Farmer John has been informed of the location of a fugitive cow and wants to catch her immediately. He starts at a point N (0 ≤ N ≤ 100,000) on a number line and the cow is at a point K (0 ≤ K ≤ 100,000) on the same number line. Farmer John has two modes of transportation: walking and teleporting.
* Walking: FJ can move from any point X to the points X - 1 or X + 1 in a single minute
* Teleporting: FJ can move from any point X to the point 2 × X in a single minute.
If the cow, unaware of its pursuit, does not move at all, how long does it take for Farmer John to retrieve it?
Input
Line 1: Two space-separated integers: N and K
Output
Line 1: The least amount of time, in minutes, it takes for Farmer John to catch the fugitive cow.
Sample Input
5 17
Sample Output
4
HintThe fastest way for Farmer John to reach the fugitive cow is to move along the following path: 5-10-9-18-17,
which takes 4 minutes.
分析:
题意:一条线上,人的FJ的起点为K位置,牛在N位置(牛不动),输入正整数K和N。若FJ在x位置,FJ有三种走法,分别是走到x-1、x+1或2x位置。求从K走到N的最少步数 。

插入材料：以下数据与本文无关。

PR #6918, opened 2026-08-06
Turn @ourworldindata/grapher into a standalone npm package

marcelgerber:

Supersedes #6341, which went stale — this picks up that work and carries it through to a buildable, testable, documented package.

## Summary

Turns `@ourworldindata/grapher` into a standalone, publishable npm package: a public `GrapherLoader` API for embedding charts, a tsdown-based build producing an ES module library + standalone browser bundle + bundled type declarations, smoke tests that verify the built artifacts, consumer-facing docs, and CI + publishing workflows.

## The public API

`GrapherLoader` is the entry point: pick a data source via a static factory, then `mount` into a container.

```js
GrapherLoader.fromCsv({
    config: { title: "My chart", selectedEntityNames: ["France", "Germany"] },
    csvUrl: "./data.csv", // or inline: csv: "entityName,entityCode,..."
}).mount(document.getElementById("chart"))
```

- `fromTable({ config, data })` — pre-built `OwidTable`
- `fromCsv({ config, csv | csvUrl, columnDefs? })` — CSV, inline or fetched (exactly one of `csv`/`csvUrl`, enforced by the types)
- `fromApi({ config, dataApiUrl? })` — OWID indicators API; `config.dimensions` is required by the types
- The loader instance exposes `grapherState` (MobX escape hatch), `ready` (resolves when data has loaded, rejects on fetch failure without unhandled-rejection noise), `mount` (throws on double-mount), and `dispose`
- Container sizing is observed via `ResizeObserver`, and the chart renders at the correct size on first paint; rendering is lazy (in-view)
- The mounted chart never feeds back into the container's layout (`contain: size` on the mount wrapper), so CSS-driven sizing like `aspect-ratio` works in both directions — without this, a chart rendered at a larger size props the container open and it can grow but never shrink
- Charts whose data carries no source metadata (typical for external CSVs) get a graceful sources modal notice instead of a broken empty modal
- TS consumers get everything needed to build configs: `GrapherInterface`, `OwidChartDimensionInterface`, `OwidColumnDef`, and the `DimensionProperty` / `ColumnTypeNames` enums

## Build outputs (`yarn build`, via tsdown)

- `dist/grapher.js` — ES module build, react/react-dom external (peer deps)
- `dist/grapher.standalone.min.js` — self-contained, minified bundle for plain HTML pages (React included), also exposed as the `./standalone` export subpath
- `dist/grapher.css` — compiled styles
- `dist/grapher.d.ts` — bundled declarations for the public API (workspace-package types inlined)

The published package is dependency-free: everything except react/react-dom is bundled, so all runtime deps live in `devDependencies` and consumers install nothing else.

## Testing (`yarn testPackage` + CI workflow)

Smoke tests in `packageTest/` (16 tests) run against the built artifacts: import both JS builds, verify the external/bundled dependency split, mount real charts from the built code in happy-dom, and `yarn pack` the package to typecheck a simulated external consumer against the bundled d.ts (`moduleResolution: bundler` and `nodenext`), plus a full check of the declaration bundle itself and an [`@arethetypeswrong/cli`](https://github.com/arethetypeswrong/arethetypeswrong.github.io) pass over the packed tarball. A new `grapher-package.yml` workflow runs this on PRs touching the relevant paths.

These tests caught three real bugs in the published artifacts, fixed here at the source:

- `FuzzySearch` leaked fuzzysort's global ambient `Fuzzysort` namespace into the public type surface (unresolvable for consumers) — replaced with structural mirror types
- `MarkdownTextWrap.props` derived its return type from a `private static`, whose type is erased in declaration emit, degenerating the type to `string | number | symbol` for consumers — the static is now `protected`, which keeps its type in the d.ts
- react-aria's vendored CollectionBuilder imports the CJS-only `use-sync-external-store` shim, whose `require("react")` survived into the ESM build as a runtime `__require` call that throws for consumers — the shim is now aliased to react itself (React 19, our peer floor, ships `useSyncExternalStore` natively), with regression assertions that neither build contains `__require(`

## Publishing previews

The `grapher-publish-github.yml` workflow (dispatchable from any branch; the workflow file itself landed on master in #6921 so it's registered) builds, tests, and publishes the package to GitHub Packages as `@owid/grapher` under the `preview` dist-tag, versioned `0.0.0-preview.<run number>` — for testing the real install flow before the package exists on npm proper.

## Docs & demos

- `readme.md` restructured around package usage: installation, React/bundler and plain-HTML quick starts, data loading, config schema pointer, full `GrapherLoader` reference, sizing/fonts/TypeScript notes, and preview-publishing docs
- `demo.html` shows all three loading modes, served as-is via `yarn startDemoServer`

## Test plan

- [x] `yarn testPackage` (16 tests: importability, mounting, packed-types checks)
- [x] `yarn typecheck`, `yarn test`, lint & format
- [x] Demo pages against the built bundle via `yarn startDemoServer`
- [x] Published previews to GitHub Packages via the workflow


marcelgerber:
@codex review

很简单的一道bfs搜索题,只不过把常见的二维地图换成了一维的,循环换成三种走法。
这道题作为我广搜入门题,让我会用了stl,懂得了广搜的套路。nice
ac代码:
#include<iostream>
#include<queue>
#include<cstring>
#include<cstdio>
using namespace std;
const int maxn=100001;
bool book[maxn];//标记数组
int step[maxn];//记录到了每一位置所走的步数
queue <int> q;//定义队列
int bfs(int n,int k)
{
int head,next;
q.push(n); //开始FJ在n位置,n入队
step[n]=0;
book[n]=true; //标记已访问
while(!q.empty()) //当队列非空
{
head=q.front(); //取队首
q.pop(); //弹出对首
for(int i=0;i<3;i++) //FJ的三种走法
{
if(i==0) next=head-1;
else if(i==1) next=head+1;
else next=head*2;
if(next<0 || next>=maxn) continue; //排除出界情况
if(!book[next]) //如果next位置未被访问
{
q.push(next); //入队
step[next]=step[head]+1; //步数+1
book[next]=true; //标记已访问
}
if(next==k) return step[next]; //当遍历到结果,返回步数
}
}
}
int main()
{
int n,k;
while(cin>>n>>k)
{
memset(step,0,sizeof(step));
memset(book,false,sizeof(book));
while(!q.empty()) q.pop(); //注意调用前要先清空
if(n>=k) printf("%d\n",n-k);
else printf("%d\n",bfs(n,k));
}
return 0;
}